8. Operations, System & Diagnostics

  • System control — start/stop subsystems, status
  • Temperature monitor — motor temps (live websocket stream)
  • Controller — gamepad/teleop input
  • Web terminal — shell in the browser (websocket)
  • Logs — live log stream
  • Recordings & replay — record/playback sessions
  • Scripts — run saved scripts

Dashboard infrastructure

  • 12 tabs, fault-isolated routers (one broken module never breaks the dashboard)
  • WebSocket streams: log_stream, motor_temps, terminal
  • No-store HTML (no stale-cache 404s after deploy)
  • Lazy subsystem imports (missing dep → that subsystem unavailable, rest runs)

Part B — Roadmap (to add)

Tiers = priority. 🏗️ = load-bearing · ⚠️ = Foxy constraint.

Tier 1 — Autonomous behaviors (the product)

  1. Voice-driven navigation — "Sanad, go to the lobby" → nav goal
  2. Greeter mission — recognized face → navigate → greet → express
  3. Named-person greeting — identity → personalized line
  4. Patrol / guided tours — ordered places, speech at each stop
  5. Return-to-base / dock-on-idle — auto-home on idle/low battery

Tier 2 — Navigation & map (harden + edit)
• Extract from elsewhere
Issue #4280, opened 2026-09-09
Sweep charter: pin the nine documented guards that mutation testing showed no test defends


louistrue:
## The class

A guard exists, its own comment explains why it is load-bearing, and deleting it leaves the package's whole suite green. The guard is correct as shipped. What is missing is anything that stops the next person from removing it as dead weight.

  1. 🏗️ Map republish relay DONE (map_relay)
  2. Click-to-goal on Nav tab canvas
  3. Live nav telemetry — distance/ETA/waypoint, "arrived" toast
  4. Battery + nav-state status bar
  5. Geofence zones on the map
  6. Cancel-goal button DONE

Map editing & annotation (all build on #6)

  1. Erase tool — paint cells free; wipe ghost obstacles + the SLAM "spokes"
  2. Obstacle paint ("black points" / virtual walls)⚠️ Foxy-safe KeepoutFilter substitute
  3. Shape tools + brush size — line/rectangle/polygon
  4. Non-destructive overlay + undo/redo
  5. Persist & auto-reload edits per map
  6. Crop / trim map bounds

Tier 3 — Voice & interaction

  1. Barge-in from dashboard
  2. Quick-phrase soundboard
  3. Conversation memory / visitor log
  4. Per-speaker AR/EN auto-detect
  5. Scheduled announcements
  6. Bake edited map → PGM/YAML (static map_server deploy)

Tier 4 — Face & presence

  1. Gaze / head-track recognized face
  2. Emotion-from-context (sentiment → expression)
  3. Idle breathing / look-around
  4. Lip-sync to TTS amplitude (enhance existing markers)
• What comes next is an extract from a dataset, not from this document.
PR #4304, opened 2026-09-09
test(cli): pin --top NaN fallback, aggregateFinite empty-group null, and rebase scope re-verification

### LINKED ISSUE #4253: cli: three correct guards with zero regression coverage (--top fallback, aggregateFinite empty-group, rebase scope re-verification)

Tier 5 — Operator, fleet & reliability

  1. 🏗️ Global E-STOP button exists; surface consistently
  2. Health watchdog — auto-restart dead subsystem + alert
  3. Per-subsystem enable/disable toggles
  4. Behavior recorder → replay (nav+voice timelines)
  5. Mission editor UI (visual sequence builder)
  6. Remote access / tunnel
  7. Reverse-proxy web_nav3 through :8001 — one origin, no iframe cross-port issues

Tier 6 — Future / blocked

  1. Speed / caution zones — needs Galactic SpeedFilter or custom layer
  2. Multi-robot fleet (SanadV3 ↔ BotBrain) — needs LocoClient arbitration + coordinator

#1 voice→nav#2 greeter mission (the product), then #12/#13 map editing (clean the spokes + virtual walls). #6 republish relay and #11 cancel are already done.